Regina afirmou que o preconceito começou a crescer principalmente durante o período do 'Esquenta', quando ela passou a dar protagonismo a pessoas normalmente invisibilizadas na televisão aberta.
“Não foi uma implicância, foi uma latência da onda conservadora que veio e se manifestou claramente logo em seguida. Como ainda não era expresso e todo mundo não via, dava até a impressão de que era só comigo”, declarou.
A atriz então explicou que o desconforto de parte do público acontecia justamente porque ela mostrava realidades que tradicionalmente não ocupavam espaços de destaque na TV.

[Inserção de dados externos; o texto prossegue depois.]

PR #3561, opened 2021-05-13
[CORL-1587] Rejected Tombstone in Conversation Thread

alinhle:
## What does this PR do?
- Fix pagination issues in the Conversation Thread of the Single Conversation View.
  - Fix load more showing when there is only one parent which is already rendered
  - Continue rendering root parent when fully expanded

- Refactor/Fix `IgnoredTombstoneOrHideContainer`
  - Move deleted tombstone behavior out into a different Container `DeletedTombstoneContainer`
  - Split `allowTombstoneReveal` into  `allowTombstoneReveal` and `disableHide` to reflect what it is actually doing
  - Fix styling issues with `Show Comment` button

- Refactor  `CommentContainer`
  -  Move out part of deleted tombstone behavior into `DeletedTombstoneContainer`

- Refactor/Fix  `EditCommentMutation`, `RejectCommentMutation`, `ApproveCommentMutation`
  - Some optimistic response fixes
  - Prevent double rendering  

- Rename `RejectedTombstoneContainer` to `ModerationRejectedTombstoneContainer`
- Implement `RejectedTombstoneContainer` for the  `ConversationThread`

## How do I test this PR?
- Test `ConversationThread` pagination
- Test all tombstone related behavior
  - DeletedTombstone in Stream, Single Conversation View
  - RejectedTombstone in Single Conversation View - Convesration Thread
  - ModerationRejectedTombstone
  - IgnoredUserOrHideTombstone in Stream and Single Convo View


src/core/client/stream/classes.ts
```diff
@@ -434,16 +434,22 @@ const CLASSES = {
...
-   * rejectedTombstone is shown when a comment got rejected.
+   * moderationRejectedTombstone is shown to the moderator when a comment got rejected.
    */
-  rejectedTombstone: {
-    $root: "coral coral-rejectedtombstone",
-    goToModerateButton: "coral coral-rejectedtombstone-goToModerateButton",
+  moderationRejectedTombstone: {
+    $root: "coral coral-moderationRejectedTombstone",
+    goToModerateButton:
+      "coral coral-moderationRejectedTombstone-goToModerateButton",
```
nick-funk, line 442: just a note, that if we change this, we need to make sure our client CSS that might be using it for custom styling is updated as well.

src/core/client/stream/classes.ts
```diff
@@ -434,16 +434,22 @@ const CLASSES = {
...
+  /**
+   * rejectedTombstone is shown when a comment has been rejected.
+   */
+  rejectedTombstone: "coral coral-rejectedTombstone",
+
   /**
    * deletedTombstone is shown when a comment has been deleted.
    */
-  deletedTombstone: "coral coral-rejectedtombstone",
+  deletedTombstone: "coral coral-deletedTombstone",
```
nick-funk, line 452: If we're going to be changing the static CSS names for these, we need to make sure we let clients know and update any custom CSS we are in charge of writing for SBN

nick-funk (approved):

src/core/client/stream/classes.ts
alinhle: This is a bug though, as you can see by the naming. I hope we didn't rely on this 😱

PR #3564, opened 2021-05-18
[CORL-1765] Fix: change abusive translation in report

alinhle:
## What does this PR do?
- The spelling of 'behaviour' is British spelling currently, we are changing it to something that works across different versions of English.

### DIFF
--- a/src/locales/en-US/stream.ftl
+++ b/src/locales/en-US/stream.ftl
@@ -566,7 +566,7 @@ comments-reportPopover-reportThisComment = Report This Comment
 comments-reportPopover-whyAreYouReporting = Why are you reporting this comment?
 
 comments-reportPopover-reasonOffensive = This comment is offensive
-comments-reportPopover-reasonAbusive = This is abusive behaviour
+comments-reportPopover-reasonAbusive = This commenter is being abusive
 comments-reportPopover-reasonIDisagree = I disagree with this comment
 comments-reportPopover-reasonSpam = This looks like an ad or marketing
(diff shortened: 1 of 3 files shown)


src/locales/en-US/stream.ftl
```diff
@@ -566,7 +566,7 @@ comments-reportPopover-reportThisComment = Report This Comment
 comments-reportPopover-whyAreYouReporting = Why are you reporting this comment?
 
 comments-reportPopover-reasonOffensive = This comment is offensive
-comments-reportPopover-reasonAbusive = This is abusive behaviour
+comments-reportPopover-reasonAbusive = This commenter is being abusive
```
nick-funk, line 554: I think @wyattjoh indicated that we have to create a new key and not to just update the value of the old key

nick-funk (changes requested):

src/locales/en-US/stream.ftl
wyattjoh: Depends! If we can confirm that the previous english translation was used as the base for other languages, then we need to change the key. If not, then we can keep it the same.

alinhle: We don't need to introduce a new key, because the meaning of the translation has not changed at its core. The sole purpose of this translation change was to solve a specific English problem which does not apply to other languages.

nick-funk: Works for me

nick-funk (approved):

PR #3566, opened 2021-05-19
[CORL-1667] For Review Queue

nick-funk:
## What does this PR do?

Adds a for review queue to the moderation queues.

Adds a `flags(...)` query and also a `markFlagReviewed(...)` mutation to the schema.

## How do I test this PR?

- Enable `FOR_REVIEW` feature flag
- Create some comments
- Report them
- Head to Admin > Moderation > For Review
- See comments
- Mark them reviewed


alinhle (dismissed):

src/core/server/graph/resolvers/Flag.ts
```diff
@@ -25,4 +25,21 @@ export const Flag: GQLFlagTypeResolver<actions.CommentAction> = {
...
+    if (!comment) {
+      return null;
+    }
+
+    const revision = comment.revisions.find((r) => r.id === commentRevisionID);
+
+    // Returning a wrapped revision because this is the format
+    // that the `CommentRevision.ts` resolver definition is
+    // going to expect.
+    const wrappedRevision = { revision, comment };
```
alinhle: `const wrappedRevision: WrappedCommentRevision = ...`

src/core/server/models/action/comment.ts
```diff
@@ -278,20 +284,41 @@ export async function createActions(
...
+      break;
   }
 
-  // Return a connection.
-  return resolveConnection(query, input, (action) => action.createdAt);
+  if (input.filter) {
+    where = { ...tenantFilter, ...where, ...input.filter };
+  }
+
+  query.where(where);
```
wyattjoh: Subsequent calls to `.where(/* */)` on the `query` will actually do this merging for you:

https://github.com/coralproject/talk/blob/6986c4d5cd48766db79f5b6d4536349818e67796/src/core/server/models/helpers/query.ts#L38

src/core/server/models/action/comment.ts
```diff
@@ -300,14 +327,10 @@ export async function retrieveCommentActionConnection(
   input: CommentActionConnectionInput
 ): Promise<Readonly<Connection<Readonly<CommentAction>>>> {
   // Create the query.
-  const query = new Query(collection(mongo)).where({ tenantID });
+  let query = new Query(collection(mongo));
```
wyattjoh: Because subsequent calls to `.where` merge the query conditions, this particular change isn't needed.

src/core/server/stacks/reviewCommentAction.ts
```diff
@@ -0,0 +1,31 @@
+import { Db } from "mongodb";
+
+import { Tenant } from "coral-server/models/tenant";
+import { User } from "coral-server/models/user";
+import { commentActions } from "coral-server/services/mongodb/collections";
+
+const reviewCommentAction = async (
+  mongo: Db,
+  tenant: Tenant,
+  viewer: User | undefined,
```
wyattjoh: The viewer here can't be `undefined`, _someone_ reviewed the comment action! In the mutator (where this is called), because the linked mutation requires a logged in user with an admin/moderator role, you must use `ctx.user!` to cast it to a `User` from a `User | undefined`.

wyattjoh (changes requested):

src/core/server/models/action/comment.ts
nick-funk: Ooooh! Neat!

src/core/server/stacks/reviewCommentAction.ts
nick-funk: 👍

wyattjoh (commented):
Few minor comments! Not blocking!

src/core/client/ui/components/v2/Timestamp/Timestamp.tsx
```diff
@@ -12,31 +10,22 @@ export interface TimestampProps {
...
-    </BaseButton>
+    <TimestampFormatter
+      className={className}
+      rootClassName={styles.root}
+      textClassName={styles.text}
+      toggleAbsolute={toggleAbsolute}
+      onToggleAbsolute={onToggleAbsolute}
+    >
+      {children}
+    </TimestampFormatter>
```
alinhle: What is `TimestampFormatter` doing different than `<Timestamp>`?

src/core/client/admin/routes/Moderate/Queue/ForReviewQueueRoute/ForReviewQueueRow.tsx
```diff
@@ -0,0 +1,159 @@
...
+        <Flex alignItems="center" justifyContent="space-evenly">
+          <CheckBox
+            checked={reviewed}
+            onChange={(event) => {
+              const enabled = !!(event.currentTarget.value === "on");
+              void onReview(id, enabled);
+            }}
+          >
+            {""}
+          </CheckBox>
```
alinhle: Maybe would be nice to move `onChange` to a `useCallback`? 
Why does `CheckBox` has an empty child `{""}`?

src/core/client/admin/routes/Moderate/Queue/ForReviewQueueRoute/ForReviewQueueRow.tsx
```diff
@@ -0,0 +1,159 @@
...
+  return comment.revision.body || "";
+};
+
+const getModerationURL = (comment: ForReviewComment | null) => {
+  if (!comment) {
+    return "";
+  }
+
+  return `${getLocationOrigin()}/admin/moderate/comment/${comment.id}`;
+};
```
alinhle: Would `getModerationLink` already provide this functionality for you?

src/core/client/admin/routes/Moderate/Queue/ForReviewQueueRoute/ForReviewQueueRow.tsx
```diff
@@ -0,0 +1,159 @@
...
+  comment: ForReviewComment | null;
+  username: string | null;
+  reason: COMMENT_FLAG_REASON | null;
+  additionalDetails: string | null;
+  createdAt: string;
+  reviewed: boolean;
+  onReview: (id: string, enabled: boolean) => void;
+}
+
+const getRevision = (comment: ForReviewComment | null) => {
```
alinhle: The name `getRevision` is inaccurate, as we are only returning the `body`. So `getRevisionBody` would be more accurate, but I think it should be just named `getCommentBody` instead.

src/core/client/ui/components/v3/ComponentLink/ComponentLink.tsx
```diff
@@ -0,0 +1,16 @@
...
+  href: string;
+  children: React.Component | Element | React.ReactNode;
+  className?: string;
+}> = ({ href, children, className }) => (
+  <a href={href} className={cn(styles.root, className)}>
+    {children}
+  </a>
+);
+
+export default ComponentLink;
```
alinhle: When do we need this component where `<TextLink>` and regular `<a>` won't suffice?

src/core/client/admin/routes/Moderate/Queue/ForReviewQueueRoute/ForReviewQueueRow.tsx
```diff
@@ -0,0 +1,159 @@
...
+      <TableCell>
+        <TimestampFormatter>{createdAt}</TimestampFormatter>
+      </TableCell>
+      <TableCell>
+        {
+          <ComponentLink href={getModerationURL(comment)}>
+            <CommentParser className={styles.commentLink}>
+              {getRevision(comment)}
+            </CommentParser>
+          </ComponentLink>
```
alinhle: - Needs to be hooked up to `<Link>` from found, otherwise you'll bypass the router entirely.
- Should turn comments body into text before putting it in the table. We don't want links embedded in the comment, or other block elements to show up in the table.

Should be sth like:
```tsx
<Link
  as={TextLink}
  to={props.href}
  onClick={props.onClick}
>
  {getHTMLPlainText(getCommentBody(comment)).trim().substr(0, 50) || "No text content"}
</Link>
```

src/core/client/admin/routes/Moderate/Queue/ForReviewQueueRoute/ForReviewQueueRoute.tsx
```diff
@@ -0,0 +1,292 @@
...
+>(
+  {
+    query: graphql`
+      fragment ForReviewQueueRoute_query on Query
+        @argumentDefinitions(
+          count: { type: "Int", defaultValue: 5 }
+          cursor: { type: "Cursor" }
+          storyID: { type: "ID" }
+          siteID: { type: "ID" }
+          section: { type: "SectionFilter" }
```
alinhle, line 165: Needs support for sites, stories, and sections.

src/core/client/admin/routes/Moderate/Queue/ForReviewQueueRoute/ForReviewQueueRoute.tsx
```diff
@@ -0,0 +1,292 @@
...
+                onReview={onReview}
+              />
+            ))}
+          </TableBody>
+        </Table>
+        {relay.isLoading() && (
+          <Flex justifyContent="center">
+            <Spinner />
+          </Flex>
+        )}
```
alinhle: This is not required, `<AutoLoadMore>`  already shows a spinner and I see double spinners with this.

src/core/client/admin/components/Comment/CommentContent.tsx
```diff
@@ -59,48 +19,15 @@ const CommentContent: FunctionComponent<Props> = ({
...
-
-  return <>{children}</>;
+  return (
+    <CommentParser
+      phrases={phrases}
+      highlight={highlight}
+      className={cn(className, styles.root, highlight && styles.highlight)}
+    >
+      {children}
+    </CommentParser>
```
alinhle: I don't think we need `CommentParser` at all. It doesn't do anything different than `CommentContent` except it does not provide any default styles? Default styles can always be overwritten by passing a `className`.

alinhle (dismissed):

src/core/client/admin/routes/Moderate/Queue/ForReviewQueueRoute/ForReviewQueueRoute.tsx
alinhle: Otherwise I end up here when I use the filters:
grafik

src/core/client/admin/routes/Moderate/Queue/ForReviewQueueRoute/ForReviewQueueRow.tsx
```diff
@@ -0,0 +1,159 @@
...
+}
+
+interface ForReviewComment {
+  id: string;
+  revision: ForReviewRevision;
+}
+
+interface Props {
+  id: string;
+  comment: ForReviewComment | null;
```
alinhle: Comment is never `null` so we don't need to handle this case.

src/core/client/admin/routes/Moderate/Queue/ForReviewQueueRoute/ForReviewQueueRow.tsx
```diff
@@ -0,0 +1,159 @@
...
+  if (!comment) {
+    return "";
+  }
+
+  if (!comment.revision) {
+    return "";
+  }
+
+  return comment.revision.body || "";
+};
```
alinhle: This could be implemented as: 
```ts
const getCommentBody = (comment: ForReviewComment) => comment?.revision?.body || ""; 
```

src/core/client/admin/routes/Moderate/Queue/ForReviewQueueRoute/ForReviewQueueRow.tsx
alinhle: Could also ask for what is actually needed instead of nesting an object.
```
commentID: string
commentBody: string
```

src/core/client/admin/routes/Moderate/Queue/ForReviewQueueRoute/ForReviewQueueRoute.tsx
```diff
@@ -0,0 +1,292 @@
...
+              <ForReviewQueueRow
+                key={a.id}
+                id={a.id}
+                comment={{ ...a.comment, revision: a.revision }}
+                username={a.flagger ? a.flagger.username : ""}
+                reason={a.reason}
+                additionalDetails={a.additionalDetails}
+                createdAt={a.createdAt}
+                reviewed={a.reviewed}
+                onReview={onReview}
```
alinhle: Performancewise, this should actually be implemented as a `Container`. Otherwise it can get really slow the more rows are loaded.

src/core/client/admin/routes/Moderate/Queue/ForReviewQueueRoute/ForReviewQueueRow.tsx
alinhle: Would all change anyway if turned into a Container, see: https://github.com/coralproject/talk/pull/3566#pullrequestreview-668244008

src/core/client/ui/components/v2/Timestamp/Timestamp.tsx
nick-funk: Lack of css styling that makes it bolded/off-grey

src/core/client/admin/routes/Moderate/Queue/ForReviewQueueRoute/ForReviewQueueRow.tsx
nick-funk: Was not aware this existed, I copy pasted this functionality/usage from another part of admin... but maybe! (probably, lol)

src/core/client/admin/routes/Moderate/Queue/ForReviewQueueRoute/ForReviewQueueRoute.tsx
nick-funk: Yeah, I have a patch incoming, found this earlier, hooking up now

src/core/client/admin/routes/Moderate/Queue/ForReviewQueueRoute/ForReviewQueueRoute.tsx
alinhle: `React.memo()` would do this too, but it makes sense to split a container here to keep data requirements close to where it's needed.

src/core/client/ui/components/v2/Timestamp/Timestamp.tsx
alinhle: I see! I think the name is misleading though, because usually the name of the component suggests what will be rendered. In this case I would expect an interactive timestamp formatter UI to be rendered. It's not perfect but maybe we can do `<Timestamp raw />`, use the `variant` prop, or something else.

src/core/client/admin/routes/Moderate/Queue/ForReviewQueueRoute/ForReviewQueueRow.tsx
```diff
@@ -0,0 +1,159 @@
...
+      <TableCell>
+        <ReasonText reason={reason} />
+      </TableCell>
+      <TableCell>{additionalDetails}</TableCell>
+      <TableCell>
+        <Flex alignItems="center" justifyContent="space-evenly">
+          <CheckBox
+            checked={reviewed}
+            onChange={(event) => {
+              const enabled = !!(event.currentTarget.value === "on");
```
alinhle: This seems to be always `true` no matter the state.

alinhle: Should be:
```ts
const enabled = event.currentTarget.checked;
```

src/core/client/admin/routes/Moderate/Queue/ForReviewQueueRoute/ForReviewQueueRow.tsx
nick-funk: Unfortunately not, that helper method requires a section, siteID, etc that we don't have and cannot easily know for these comments without adding a lot of checks. I did however simplify this logic.

src/core/client/admin/routes/Moderate/Queue/ForReviewQueueRoute/ForReviewQueueRow.tsx
nick-funk: Refactored this away during container refactor you requested elsewhere

src/core/client/ui/components/v3/ComponentLink/ComponentLink.tsx
nick-funk: Replaced and fixed

src/core/client/admin/routes/Moderate/Queue/ForReviewQueueRoute/ForReviewQueueRoute.tsx
nick-funk: This is patched and fixed now

src/core/client/admin/routes/Moderate/Queue/ForReviewQueueRoute/ForReviewQueueRow.tsx
nick-funk: Correct, fixed, patched, all refactored away with container

src/core/client/admin/routes/Moderate/Queue/ForReviewQueueRoute/ForReviewQueueRow.tsx
nick-funk: Refactored away with container and other schema to access revision easier

src/core/client/ui/components/v2/Timestamp/Timestamp.tsx
nick-funk: Fair enough, I think I'll just remove both of these format-less abstractions and override the classname instead

src/core/client/admin/routes/Moderate/Queue/ForReviewQueueRoute/ForReviewQueueRow.tsx
alinhle: Look again. These are all optional.

src/core/server/models/action/comment.ts
```diff
@@ -232,11 +242,19 @@ export async function createAction(
     ...rest,
   };
 
+  // Grab the story that we'll use to check moderation pieces with.
+  const story = await retrieveStory(mongo, tenantID, input.storyID);
+  if (!story) {
+    throw new StoryNotFoundError(input.storyID);
+  }
+
```
wyattjoh: Move this higher please!

wyattjoh (changes requested):

wyattjoh (approved):

src/core/client/admin/routes/Login/AccountCompletionContainer.tsx
```diff
@@ -106,7 +106,15 @@ const AccountCompletionContainer: FunctionComponent<Props> = ({
         if (redirectPath && !redirectPath.startsWith("/admin")) {
           window.location.href = redirectPath;
         } else {
-          router.replace({ pathname: redirectPath || "/admin" });
+          const pathname = redirectPath || "/admin";
```
tessalt, line 109: is this related to the rest of the PR?

tessalt (approved):

alinhle (approved):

“Se você leva um casal gay muito bonitinho, loirinho, em um programa de noite é mais palatável. Eu levei, por exemplo, um casal de cortadoras de cana do sertão, duas mulheres casadas”, exemplificou Regina.
A artista afirmou que acabou se tornando alvo direto do preconceito destinado às pessoas que ela colocava diante das câmeras.
“Ninguém sabe o nome daquelas pessoas [que participavam do programa]. Todo o preconceito e ódio, você tem que botar em uma direção. Então, eu virei um ralo para isso. Foi muito duro um período, eu admito. Era muito violento.”
Segundo ela, praticamente todos os trabalhos populares que realizou despertavam reações negativas em grupos mais conservadores.
“Todos os trabalhos que eu fiz geravam muito, nesse tipo de grupo, ódio e preconceito. Um pessoal que quer na televisão aquela celebridade glamourizada. Eram só anônimos e pessoas da periferia”, destacou.
A atriz também explicou que viver Dona Lurdes acabou mudando um pouco a forma como era enxergada pelo público. A personagem de 'Amor de Mãe' virou um fenômeno nacional justamente por sua simplicidade, humanidade e força emocional.
“Hoje em dia, é mais suave. Quando você está na dramaturgia, não é você que está ali. Eu digo que a dona Lurdes me ajudou muito. Na hora em que eu não aguentava mais, dona Lurdes veio para limpar minha barra um pouco e eu dar uma respirada”, brincou.